In Beijing, he finished seventh and earned a shot of confidence.


“My Olympics in Beijing made me want to keep doing it and hopefully go for the medal next time,” he said at the time.


Path to 2026


Since the Beijing Winter Games, Heo’s resume has been filled with medals. He’s claimed four medals at Four Continents Competitions — two in the mixed relay and two in the 500. And in 2024, he helped Team USA win a world championship bronze medal in the mixed relay.


At the most recent world championships in March, Kim and Heo helped bring Team USA to fourth in the 5000m relay. The U.S. men last won an Olympic medal in the 5000m relay at the 2014 Olympic Winter Games.


Heo calls these medals “stepping stones.” The mixed relay medals in particular “tell the other teams that we’re coming, we’re able to get in the mix as well,” he says.


In his Olympic quest, Kim is taking a year off from Stanford to prepare for Milan Cortina 2026 and is training full-time in Utah while also studying for the MCATs. He is on track to graduate from Stanford in 2027 and then plans to attend med school, specializing in perhaps orthopedics (like his dad) or neurosurgery.


At the rink, Kim has won three world cup medals in the mixed relay each of the past three seasons. During the 2024/2025 season, he made several world cup finals and in December, took a career-best fifth in the 500 in the ISU World Tour Seoul (after falling in the final).

Everything I’m trying to do right now, I don’t know anyone who’s ever done it before, it’s kind of uncharted territory. I’m just skating because I enjoy it.
Brandon Kim

On paper, Kim’s success looks surprising, given his focus on academics. At Stanford, he cannot access the university’s athletic facilities “because technically, I’m not a student-athlete,” he explains. Nor does he have access to a rink when he’s at school. Many of the world cups and world championships fall during midterms or finals, so he often competes on three hours of sleep.

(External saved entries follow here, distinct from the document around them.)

PR #1773, opened 2022-12-07
feat: read build configuration from scheme file

### LINKED ISSUE #1454: run-ios command does not look for the default build configuration when --scheme is specified
## Describe the Feature
Currently, when we use the flag --scheme to specify a scheme to be run while invoking the react-native run-ios command, the cli is not looking for the build configuration that is associated with the specified scheme and uses the 'Debug' configuration by default.

As we can specify a default build configuration for each scheme in Xcode, the cli should use that configuration as the default instead of using the 'Debug' configuration.

## Possible Implementations
Take a look at fastlane's implementation in gym action source code (file code_signing_mapping.rb, function 'detect_configuration_for_archive'). What it does is, if a configuration is not specified by the user on the command-line, then it will find the corresponding build configuration for the archive action of the specified scheme. The cli could use the build configuration used for the Run action of the specified scheme.

TMisiukiewicz:
Summary:
---------

Closes #1454 
This PR implements using build configuration value associated to scheme provided with a `--scheme` flag.

Test Plan:
----------
Create new scheme in XCode with build configuration set to Release

In the app:

- [x]  run `yarn ios` - it should use default scheme and Debug configuration
- [x] run `yarn ios --scheme YourSchemeName` - it should use newly created scheme and use Release configuration
- [x] run `yarn ios --scheme YourSchemeName --configuration Debug` - it should use newly created scheme and use Debug configuration
- [x] run `yarn ios --configuration Release` - it should use default scheme with Release configuration

When running commands, watch for `info Building...` message and check if configuration and scheme values are properly set in `xcodebuild` command

### DIFF
--- a/packages/cli-platform-ios/src/commands/runIOS/index.ts
+++ b/packages/cli-platform-ios/src/commands/runIOS/index.ts
@@ -6,7 +6,7 @@
  *
  */
 
-import child_process, {SpawnOptionsWithoutStdio} from 'child_process';
+import child_process from 'child_process';
 import path from 'path';
 import fs from 'fs';
 import {XMLParser} from 'fast-xml-parser';
@@ -538,34 +538,6 @@ function printFoundDevices(devices: Array<Device>) {
   ].join('\n');
 }
 
-function getProcessOptions({
-  packager,
-  terminal,
-  port,
-}: {
-  packager: boolean;
-  terminal: string | undefined;
-  port: number;
-}): SpawnOptionsWithoutStdio {
-  if (packager) {
-    return {
-      env: {
-        ...process.env,
-        RCT_TERMINAL: terminal,
-        RCT_METRO_PORT: port.toString(),
-      },
-    };
-  }
-
-  return {
-    env: {
-      ...process.env,
-      RCT_TERMINAL: terminal,
-      RCT_NO_LAUNCH_PACKAGER: 'true',
-    },
-  };
-}
-
 function getBuildConfigurationFromXcScheme(
   {scheme, configuration}: FlagsT,
   sourceDir: string,
@@ -594,7 +566,9 @@ function getBuildConfigurationFromXcScheme(
       return Scheme.LaunchAction['@_buildConfiguration'];
     }
   } catch {
-    logger.error(`Could not find scheme ${scheme}.`);
+    throw new CLIError(
+      `Could not find scheme ${scheme}. Please make sure the schema you want to run exists.`,
+    );
   }
 
   return configuration;
--- a/packages/cli-platform-ios/src/commands/runIOS/index.ts
+++ b/packages/cli-platform-ios/src/commands/runIOS/index.ts
@@ -9,7 +9,6 @@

“I obviously try very hard at the sport, but I feel like I have a different outlook from the other skaters,” Kim says. “Everything I’m trying to do right now, I don’t know anyone who’s ever done it before, it’s kind of uncharted territory. I’m just skating because I enjoy it.


“If the Olympics comes with that, it’s a big bonus. If it doesn’t, I feel like the pressure is off me.”


Inspiration to Others


Already an Olympian, Heo still hasn’t grasped that he now serves as an inspiration the way he once looked up to Celski and Ohno.


“Getting to know them and talking to them definitely helped me in my career, and I want to do what I can to help the next generation,” he says. “I feel proud knowing I’ve gotten to a point where I’m able to offer advice to others. But it’s also humbling. It keeps me in check.”


Kim wants to inspire others but not in the way one might expect.


“I want to inspire people to continue skating through college,” he says. “Not all colleges have rinks, and definitely none of them have skating as a college sport. The path I’m paving is maybe one that other athletes can follow.”